Whoever leafs through the seed catalogue soon loses the overview: there are thousands of tomatoes in all colours, shapes and sizes. The good news is that you only need to follow two simple questions to find the right variety for you.
First: how should the plant grow, tall and slim or small and bushy? Second: what do you want to harvest, snacking tomatoes, salad tomatoes or fat beefsteaks for the burger? With these two axes you sort the variety jungle in a few minutes.
Axis one: the growth habit
The first and most important decision concerns not the fruit but the plant. All the care follows from it.
The cordon tomato grows endlessly tall, needs a support and is trained to a single main stem. It must be pinched out regularly, as described in Pinching out tomatoes. Most classic varieties belong here. The bush tomato, by contrast, stays low and compact, stops growing by itself and is not pinched out. It is the first choice for balcony and container, more on it in Tomatoes in pots.
Axis two: the fruit types
The second axis is the use. Here what ends up on the plate decides.
Which type for what?
- Cocktail and cherry tomato
Small, sweet and robust, ideal for snacking and the salad. They crop early, heavily and over a long time. Perfect for the balcony and beginners.
- Salad tomato
The medium, round all-rounder for bread, salad and the pan. A good standard when you cannot decide.
- Beefsteak tomato
Large, heavy and meaty with few seeds, for slicing for burgers and caprese. It ripens later and is a little more prone to blossom end rot.
- Paste and wild tomato
Elongated paste tomatoes like San Marzano are firm and low in seeds, ideal for sauce and drying. Tiny wild tomatoes are the most robust of all and shrug off late blight the longest.

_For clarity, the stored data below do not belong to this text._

PR #1557, opened 2023-05-19
Added a new color if we are below threshold but are still critical on…

jzbahrai:
# Summary | Résumé

Change the dashboard to include a neutral colour in the following case:
- We are below the threshold (in most cases it is < 1000)
- We are still over the WARNING amount

# Test in the following order:
- Send 900 mixed messages (you should see the background on the dashboard for `Review email addresses` be GREY
- Send 100 good messages ( you should see the background be green)
- Send 100 bad messages (you should see the background be red)


whabanks (approved):
LGTM, when below the threshold the neutral color is present and the other thresholds still work as intended!

PR #1559, opened 2023-05-23
chore: update renovate config to allow grouping

andrewleith:
# Summary | Résumé

This PR re-enables dep grouping to make it easier for the ops lead to bump deps.  [This config](https://github.com/cds-snc/notification-admin/pull/1481) was added as a troubleshooting step previously but is no longer necessary.


whabanks (approved):
LGTM!

PR #1565, opened 2023-05-29
Fix for bug where the x% problem addresses box is grey instead of red

smcmurtry:
# Summary | Résumé

Fixing the bug described here: https://github.com/cds-snc/notification-admin/pull/1554#pullrequestreview-1449792013

---


whabanks (approved):
LGTM! Tested in the review app and the colour changes are working as expected now.

smcmurtry:
> @smcmurtry Is it possible to get these values from utils, instead of duplicating them in admin at all? 🤔
Thanks for the suggestion @andrewleith! I made that change

PR #1567, opened 2023-05-30
Task/a11y fixes part1

andrewleith:
# Summary | Résumé

This is the first of 3 PRs to fix up a11y and HTML validation issues (see commits):
- [prefer-button](https://html-validate.org/rules/prefer-button.html) use `<button>` over `<input type="button">`
- [no-redundant-role](https://html-validate.org/rules/no-redundant-role.html): remove redundant role="button" from `summary` element
- [wcag/h32](https://html-validate.org/rules/wcag/h32.html): ensure form has a submit button
- [element-permitted-content](https://html-validate.org/rules/element-permitted-content.html): fix span that contained a `div`


app/templates/components/pill.html
```diff
@@ -17,7 +17,7 @@
 
           <div class="pill-content{% if show_count %} pill-count-item{% else %} pill-centered-item{% endif %}">
           {% if show_count %}
-            <span>{{ big_number(count, **big_number_args) }}</span>
+            <div>{{ big_number(count, **big_number_args) }}</div>
```
smcmurtry, line 20: looks good, no styling regressions that I can see

app/assets/javascripts/apiKey.js
smcmurtry, line 1: looks good, don't see any styling regressions

app/assets/javascripts/templateFolderForm.js
```diff
@@ -304,13 +304,13 @@
     this.nothingSelectedButtons = $(`
       <div id="nothing_selected">
         <div class="js-stick-at-bottom-when-scrolling">
-          <button class="button" value="add-new-template">${window.polyglot.t(
+          <button class="button" type="submit" value="add-new-template">${window.polyglot.t(
```
smcmurtry, line 307: So this is to resolve the "form missing a submit button" issue. The form actually has a submit button, it's just hidden from the user until they click a checkbox and then click "Move": 
Screenshot 2023-05-30 at 4 21 11 PM

But I can see why that would cause an a11y issue since it is hidden when the scan takes place.

smcmurtry: this change is probably fine though

smcmurtry (approved):
Looks good!

app/assets/javascripts/templateFolderForm.js
andrewleith: The issue here I believe is that none of the buttons were explicitly marked as submit buttons, this fixes that!

smcmurtry: The "Move" and "Add to new folder" are buttons with `type="submit"`, they just aren't visible until you click a few things on the page:
Screenshot 2023-05-30 at 4 34 20 PM
Screenshot 2023-05-30 at 4 34 01 PM

andrewleith: Interesting!  For some reason, I don't see type="submit" on those buttons.. i wonder why you do?

andrewleith: image

PR #1568, opened 2023-05-30
Task/a11y fixes part2

andrewleith:
# Summary | Résumé

This is the second of 3 PRs to fix up a11y and HTML validation issues (see commits):
- [wcag/h63](https://html-validate.org/rules/wcag/h63.html): use scope attribute to associate header cells and data cells 
- [valid-id](https://html-validate.org/rules/valid-id.html): ensure generated ids are valid
- [wcag/h32](https://html-validate.org/rules/wcag/h32.html): all forms must have submit buttons
- [element-permitted-content](https://html-validate.org/rules/element-permitted-content.html): a element is not allowed as a child of a `p` element


app/templates/components/table.html
```diff
@@ -8,7 +8,7 @@
     <thead class="table-field-headings{% if field_headings_visible %}-visible{% endif %}">
       <tr>
         {% for field_heading in field_headings %}
-          <th scope="col" class="table-field-heading{% if loop.first and not equal_length %}-first{% endif %}{% if not field_headings_visible %} border-0{% endif %}" width="{% if equal_length %}{{ (100 / field_headings|length)|int }}%{% endif %}">
+          <th scope="col" class="table-field-heading{% if loop.first and not equal_length %}-first{% endif %}{% if not field_headings_visible %} border-0{% endif %}" {% if equal_length %}{{ 'style=\"width: {0}%\"'.format((100 / field_headings|length)|int)|safe }}{% endif %}>
```
smcmurtry, line 11: Checked out the table layout on multiple screen widths on Chrome - looks the same as before ✅

smcmurtry (approved):
Looks good!

PR #1574, opened 2023-06-06
Increase size of 'Sign in' button in top right nav

whabanks:
# Summary | Résumé
This PR increases the size of the Sign in link on the home page, and adds an aria-label as well.

Nuance suggests adding the `alt` attribute to anchor tags but this would invalidate our HTML. Instead we use an `aria-label` on the sign in button, to correct the issue with the sign in link not "responding" to voice commands via Dragon Naturally Speaking. This is based off the assumption that the software will treat the aria-label in the same way it would treat `alt` text. 

Reference material:
[Official guide on aria-label](https://www.w3.org/WAI/WCAG22/Techniques/aria/ARIA8)
[Guidelines for speech accessible html for Dragon Nuance](https://www.yumpu.com/en/document/read/3266376/guidelines-for-speech-accessible-html-for-dragon-nuance)

Testing that the link responds to voice commands is difficult as we do not have access to Dragon Naturally Speaking.
1. Visit the home page, note that the size of the "Sign in" link text is increased
2. Inspect the sign in element and note the presence of two `span` elements denoting the aria-label:

image


app/translations/csv/fr.csv
```diff
@@ -1726,4 +1726,5 @@
 "See all problem email addresses","Voir toutes les adresses e-mail problématiques"
 " problem email address"," adresse e-mail problématique"
 " problem email addresses"," adresses e-mail problématiques"
-".contact",".etat-du-systeme"
\ No newline at end of file
+".contact",".etat-du-systeme"
+"Sign in to GC Notify","Se connecter à GC Notify"
```
amazingphilippe, line 1730: In French, let's have "Se connecter à Notification GC"

app/templates/partials/nav/gc_header.html
```diff
@@ -39,6 +39,8 @@
             {{ nav_button(
               href=url_for('main.sign_in'),
               label=_('Sign in'),
+              aria_label=_('Sign in to GC Notify'),
+              class='text-base',
```
amazingphilippe, line 43: Two things:

1. We can modify the macro directly, as we use it for the language toggle and back to top link on mobile. Both of these would benefit from the size increase. 
2. Let's use the confusingly named `text-smaller` (1.9rem) utility class to match the larger font sizes we use by default (except on buttons for some reason?).

amazingphilippe (changes requested):
A few design things and a translation!

Another thing for design: Could we check this account menu button and make sure we also apply the font size increase?

image

We could also look into the mobile version of the menu, which is in a completely different file. I think it still has a smaller font size. 

Capture d’écran, le 2023-06-07 à 13 22 32

app/templates/partials/nav/gc_header.html
whabanks: Changes made! Thanks for pointing this out it's a much better idea.

app/translations/csv/fr.csv
whabanks: Corrected!

whabanks:
I also made these changes:
- Increased the account menu text size
- Increase the account menu items text size
- Increased text sizes for sign in links, and account menu items on mobile to match the text size used for the items displayed in the `Menu` navigation.

PR #1577, opened 2023-06-09
Default to first pill option if none would be selected

smcmurtry:
# Summary | Résumé

If no options in the pill menu would be selected, select the first option by default.

Before this change: https://youtu.be/FLpEaP-BMD8

After this change: https://youtu.be/_s5smLJqFAI

Visit the notifications page or a job page and try it out!

### DIFF
--- a/app/templates/components/pill.html
+++ b/app/templates/components/pill.html
@@ -7,9 +7,15 @@
   show_count=True,
   label=""
 ) %}
+  {% set ns = namespace(current_value_not_in_items=True) %}
+  {% for label, option, link, count in items %}
+    {% if current_value == option %}
+      {% set ns.current_value_not_in_items = False %}
+    {% endif %}
+  {% endfor %}
   <nav class='pill flex' aria-label="{{ label }}">
     {% for label, option, link, count in items %}
-      {% if current_value == option %}
+      {% if current_value == option or (loop.index == 1 and ns.current_value_not_in_items) %}
         <a href="{{ link }}" class='pill-selected-item' aria-current='true'>
       {% else %}
         <a href="{{ link }}" class='pill-unselected-item'>


app/main/views/dashboard.py
```diff
@@ -546,8 +546,8 @@ def get_tuples_of_financial_years(
     partial_url,
     start=2015,
     end=None,
-):
-    return (
+) -> list:
+    return list(
```
smcmurtry, line 550: This function was returning a generator and passing that to the pill component. That caused a problem because the pill component now loops through these items 2 times, and a generator can only be looped through once. Calling `list(` here fixes the problem.

app/templates/components/pill.html
```diff
@@ -7,9 +7,15 @@
...
+  {% set ns = namespace(current_value_not_in_items=True) %}
+  {% for label, option, link, count in items %}
+    {% if current_value == option %}
+      {% set ns.current_value_not_in_items = False %}
+    {% endif %}
+  {% endfor %}
   <nav class='pill flex' aria-label="{{ label }}">
     {% for label, option, link, count in items %}
-      {% if current_value == option %}
+      {% if current_value == option or (loop.index == 1 and ns.current_value_not_in_items) %}
```
andrewleith, line 18: Where does `loop` come from?

andrewleith (approved):
This behaviour works as a clean default, nice work.  

Perhaps slightly unrelated, did you think about highlighting the failed pill in the case the filter checkbox is selected?  @amazingphilippe were you working on any designs for that?

app/templates/components/pill.html
smcmurtry: It's a special variable that Jinja makes available inside a for loop: https://jinja.palletsprojects.com/en/3.0.x/templates/#for

smcmurtry:
> Perhaps slightly unrelated, did you think about highlighting the failed pill in the case the filter checkbox is selected? @amazingphilippe were you working on any designs for that?

@andrewleith here's this discussion in Figma for context: https://www.figma.com/file/w1rwZuxuh8D6SGskv0KPaK?node-id=1137:12882#465647989

PR #1794, opened 2024-04-03
Add aria-describedby to template links

whabanks:
# Summary | Résumé
Screen readers should now read the template name, as well as the template type when selecting either the checkbox for the template, or the link to the template

1. Navigate to the templates page
2. Turn on your screen reader
3. Put the focus on the checkbox for a template and note that the template name and type is read
4. Put the focus on the link to the template and note that the template name and type is read
5. Put the focus on a folder link, note that the folder name, and number of children in the folder is read

image
image

### DIFF
--- a/app/templates/views/templates/_template_list.html
+++ b/app/templates/views/templates/_template_list.html
@@ -45,17 +45,18 @@
               {{- format_item_name(ancestor.name) -}}
             </a> <span class="message-name-separator"></span>
           {% endfor %}
+          {# TODO: Add Cypress test to ensure describedby is present and properly associated with the link #}
           {% if item.is_folder %}
-            <a href="{{ url_for('.choose_template', service_id=current_service.id, template_type=template_type, template_folder_id=item.id, view='sending' if sending_view else None) }}" class="template-list-folder">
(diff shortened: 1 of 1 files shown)


jzbahrai (approved):

app/templates/views/templates/_template_list.html
```diff
@@ -45,17 +45,18 @@
...
             </a>
           {% else %}
-            <a href="{{ url_for('.view_template', service_id=current_service.id, template_id=item.id) }}" class="template-list-template">
+            <a href="{{ url_for('.view_template', service_id=current_service.id, template_id=item.id) }}" aria-describedby="{{ item.id }}" class="template-list-template">
               <span class="live-search-relevant">{{ format_item_name(item.name) }}</span>
             </a>
           {% endif %}
         </p>
-        <p class="message-type">
+        <p id="{{ item.id }}" class="message-type">
```
amazingphilippe, line 59: We might want to make this a span, and make sure things visually don't break. Normally, you wouldn't have nested <p> tags

amazingphilippe: Oops, my bad. This is not nested

PR #1795, opened 2024-04-03
Fixing autocomplete Text box

jzbahrai:
# Summary | Résumé
https://github.com/orgs/cds-snc/projects/40/views/5?pane=issue&itemId=45222423
The autocomplete text was overlapping after we selected it. We removed the hint text, also added bilingual No results found.

Screenshot 2024-04-04 at 2 45 10 PM
Screenshot 2024-04-04 at 2 44 55 PM
Screenshot 2024-04-04 at 2 34 46 PM


amazingphilippe:
The long input box creates a different issue:
- The proximity of the control helps understand that this is a drop down. If the box is too long, it can be difficult when zoomed in very close. 
- It also makes the layout super un balanced
- It doesn't fix text overlap on small screens.


I suggest that we don't show the hint (autocomplete__hint) when the text input has a value. This may be done via javascript, or CSS.

amazingphilippe:
> This may be done via javascript, or CSS.

May be easier to change the CSS since the whole autocomplete is a plugin that we did not write ourselves... I think

andrewleith:
You'll need to run `npm run tailwind` to get it to recompile the CSS and include your changes!

amazingphilippe:
Here's what I'm thinking:
```css
.autocomplete__wrapper:has(.autocomplete__input:valid) .autocomplete__hint {
    display: none:
}
```
Here is a breakdown of the logic here:

- Select `autocomplete__wrapper` if it **has** a **valid** (not empty) `autocomplete__input`
- Select `autocomplate__hint`
- Then don't display hint. 

I'm not sure why, but we have some other autocomplete CSS in `/components/placeholder.css` We can add this there and refactor later, or maybe create a `autocomplete.css` file within the same folder to refactor now and keep things easy to find.

amazingphilippe (approved):
lgtm

app/assets/javascripts/autocomplete.js
```diff
@@ -10,6 +10,10 @@
           '<svg class="autocomplete__dropdown-arrow-down" style="top: 8px; z-index: 1;" viewBox="0 0 512 512"><path d="M256,298.3L256,298.3L256,298.3l174.2-167.2c4.3-4.2,11.4-4.1,15.8,0.2l30.6,29.9c4.4,4.3,4.5,11.3,0.2,15.5L264.1,380.9  c-2.2,2.2-5.2,3.2-8.1,3c-3,0.1-5.9-0.9-8.1-3L35.2,176.7c-4.3-4.2-4.2-11.2,0.2-15.5L66,131.3c4.4-4.3,11.5-4.4,15.8-0.2L256,298.3  z"></path></svg>',
         selectElement: component[0],
         required: true,
+        tNoResults: () =>
+          document.documentElement.getAttribute("lang") === "en"
```
amazingphilippe, line 14: Usually, we handle translatiuons in JS with something like this:
```javascript
window.polyglot.t("translation_id")
```

PR #1796, opened 2024-04-04
Refactor scheduled message page to use a table

whabanks:
# Summary | Résumé
This PR migrates the data table in scheduled messages status page to actually use a table instead of just a series of divs formatted to look like a table.

WIP


app/templates/views/jobs/job.html
```diff
@@ -15,59 +16,70 @@
...
+
+        {% endcall %}
+      </div>
       {{ ajax_block(partials, updates_url, 'notifications_header', finished=finished) }}
 
     {% else %}
       <h1 class="heading-large">
         {{ _('Delivery report') }}
       </h1>
-
```
whabanks, line 70: Non-changing formatting changes below :)

app/templates/views/jobs/job.html
```diff
@@ -15,59 +16,70 @@
...
-          {{ _('{} recipient(s)').format(job.notification_count) }}
-        </div>
-        <div class="w-full sm:w-1/4 border-solid font-bold sm:font-normal sm:border-b-1 border-gray-400-1 pt-4 pb-4">
-          {{ _('Template') }}
-        </div>
-        <div class="w-full sm:w-3/4 border-dashed border-b-1 border-gray-400-1 pt-4 pb-4">
-          <a href="{{ url_for('.view_template_version', service_id=current_service.id, template_id=template_id, version=job['template_version']) }}">{{ template_name }}</a>
-        </div>
-      </div>
+        {% set caption = _("Scheduled message") %}
```
amazingphilippe, line 25: Missing an "s"!

app/templates/views/jobs/job.html
```diff
@@ -15,59 +16,70 @@
...
+        {% set h_scheduled_by = _("Scheduled by") %}
+        {% set h_api_request_name = _("API request name") %}
+        {% set h_scheduled_for = _("Scheduled for") %}
+        {% set h_spreadsheet = _("Spreadsheet") %}
+        {% set h_sending_to = _("Sending to") %}
```
amazingphilippe, line 30: There should be 2 TH in this table. These seem to create a row of th above, but they don'T match the table structure. 

I don't know if there is a way to flip the axis with this table component. If we can't flip the axis, we should come up with labels for the 2 columns. Something as simple as "Label" and  "Value", which we already have translations for

app/templates/views/jobs/job.html
```diff
@@ -15,59 +16,70 @@
...
+        {% call mapping_table(
+          caption=caption,
+          field_headings=[h_scheduled_by, h_scheduled_for, h_spreadsheet, h_sending_to, h_template],
+          field_headings_visible=False,
+          caption_visible=False,
+          font_size='table-font-small',
+        ) %}
+
+          {% call row() %}
+            {{ text_field(h_scheduled_by) }}
```
amazingphilippe, line 42: I think you could also call `row_heading()` instead of `text_field()` to create headings scoped to the row (this comment applies to the rows below too). In this case, I think we should also remove the header row in my comment above

app/templates/components/table.html
```diff
@@ -48,8 +48,8 @@
 
 {%- endmacro %}
 
-{% macro row(id=None) -%}
-  <tr class="table-row" {% if id and id is string %}id="cds{{id}}"{% endif %}>
+{% macro row(id=None, classes=None) -%}
+  <tr class="table-row {{ classes if classes }}" {% if id and id is string %}id="cds{{id}}"{% endif %}>
```
amazingphilippe, line 52: Neat!

app/templates/components/table.html
```diff
@@ -69,12 +69,12 @@
   {% endif %}
 {%- endmacro %}
 
-{% macro field(align='left', status='', border=True) -%}
+{% macro field(align='left', status='', cell_width=None, border=True) -%}
```
amazingphilippe, line 72: Cool addition to be able to choose the with of a col! We should test on all the breakpoints

amazingphilippe (changes requested):
Some changes need to have proper data headers, but good start!

app/templates/views/jobs/job.html
whabanks: I was able to flip the axis of the table using `row_heading` instead of `text_field` in the first column. I also removed the headings that did not map correctly with the table instead of using `Label` and `Value`. 

One caveat though, the current macro will still render a `thead` and an empty `tr` on the table.
image

If this is an issue, we could either:
1. Edit the macro to not render a `thead` if we do not pass in any header items
2. Use your suggestion of setting `label` and `value` headers.

app/templates/views/jobs/job.html
whabanks: Done!

app/templates/views/jobs/job.html
whabanks: Fixed!

app/templates/views/jobs/job.html
amazingphilippe: Lets label with "Label" and "Value" as this is what we seem to do on other tables!

app/templates/components/table.html
```diff
@@ -1,16 +1,16 @@
 {% from "components/big-number.html" import big_number %}
 
-{% macro mapping_table(caption='', field_headings=[], field_headings_visible=True, caption_visible=True, equal_length=False) -%}
-  <table class="table table-font-xsmall">
+{% macro mapping_table(caption='', field_headings=[], field_headings_visible=True, caption_visible=True, equal_length=False, font_size="table-font-xsmall") -%}
+  <table class="table {{fontsize}}">
     <caption class="heading-medium table-heading{{ ' visuallyhidden' if not caption_visible}}">
       {{ caption }}
     </caption>
     <thead class="table-field-headings{% if field_headings_visible %}-visible{% endif %}">
```
amazingphilippe, line 8: I read into it a bit more, and if we'd like to have tables with headers in the first column, we need to get rid of the `<thead>`
https://www.w3.org/WAI/tutorials/tables/one-header/#table-with-header-cells-in-the-first-column-only

I'm thinking we could wrap the `<thead>` in an if statement similar to `{% if field_headings | length > 0 %}`. That way we can (intentionally) remove the `thead` when using the `row_heading` macro.

whabanks: I updated the `mapping_table` macro as suggested. We should no longer be rendering a `thead` if `field_headings` has no elements in it.

amazingphilippe (approved):
Looks good to me!

PR #1800, opened 2024-04-11
A11y/dashboard no failure info

amazingphilippe:
# Summary | Résumé

Fixes https://github.com/cds-snc/notification-planning/issues/1453

This adds some hidden redundant text when "No failures" is showing under either text messages or emails statistics.

1. On the dashboard, with a screen reader like voicieover on chrome.
2. On a service with a few sends and no failures
3. Read the big_number sections with the screen readers. It should say something like: `X emails sent` then `emails sent: No failures`


andrewleith (approved):
LGTM

PR #1801, opened 2024-04-11
A11y/announce placeholders

amazingphilippe:
# Summary | Résumé

Fixes https://github.com/cds-snc/notification-planning/issues/1456

This slightly overhauls how placeholders are rendered in the admin interface. 

- replaces `SPAN` elements with `MARK`, which is [apparently more suited](https://developer.mozilla.org/en-US/docs/Web/HTML/Element/mark) for this type of thing
- Adds pseudo elements before and after the `MARK` elements to announce the placeholder.
- Refactors the placeholder CSS so its less repetititititve

1. Have at least 2 templates ready:
    2. SMS template with a conditional and custom content
    3. Email template with a conditional and custom content
2. With voiceover on chrome
3. Start reading the template previews
4. Each placeholder should announce a "begins" and "ends"
5. Conditional placeholders should announce "if" and "then"
6. Visually, there should be no difference from prod.


andrewleith (commented):
This doesn't appear to work, `<span class="placeholder">...</span>` is still in the template preview.  I think you'd need to modify utils to change the way template previews are rendered.

That said, this technique buries language strings inside of CSS, which may make them hard to find for future developers.  I wonder if there is a way to keep the language strings outside of CSS? 

Could an alternative be to output these strings into the markup using the `sr-only` class?

app/assets/stylesheets/tailwind/components/placeholder.css
```diff
@@ -57,18 +41,84 @@
...
+    height: 1px;
+    overflow: hidden;
+    position: absolute;
+    white-space: nowrap;
+    width: 1px;
+  }
+
+  /* PLACEHOLDER TYPES */
+  [lang*="en"] mark.placeholder {
+    --name: "custom content";
```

First choose the growth habit to suit your space, then the fruit type to suit your kitchen. That way you find the right one out of a thousand varieties.
The core rule for choosing varieties
Frequently asked questions
Which tomato is best for the balcony?
A compact bush tomato or a trailing cocktail tomato. It stays small, needs no pinching out and crops reliably in a pot. Large beefsteak tomatoes, by contrast, need lots of space, warmth and a deep container.
What is the difference between a cordon and a bush tomato?
The cordon tomato grows endlessly tall, needs a stake and is pinched out. The bush tomato stays low, stops growing by itself and is not pinched out. The growth habit is on the seed packet.
Which tomato variety is right for tomato sauce?
A paste tomato like San Marzano or Roma. It has firm flesh, few seeds and little juice and cooks down nicely thick. Watery salad tomatoes are less suitable for that.
Are old tomato varieties really more robust?
Not across the board, but many wild tomatoes and some old varieties shrug off diseases like late blight better. Whoever grows outdoors without a roof is safest with a robust wild tomato or a variety labelled as tolerant.
Can I save my own seed from my tomatoes?
Yes, but only from open-pollinated varieties. Their seeds give the same tomato again. F1 hybrids split in the next generation and bring unpredictable results. So when buying, look for the note open-pollinated.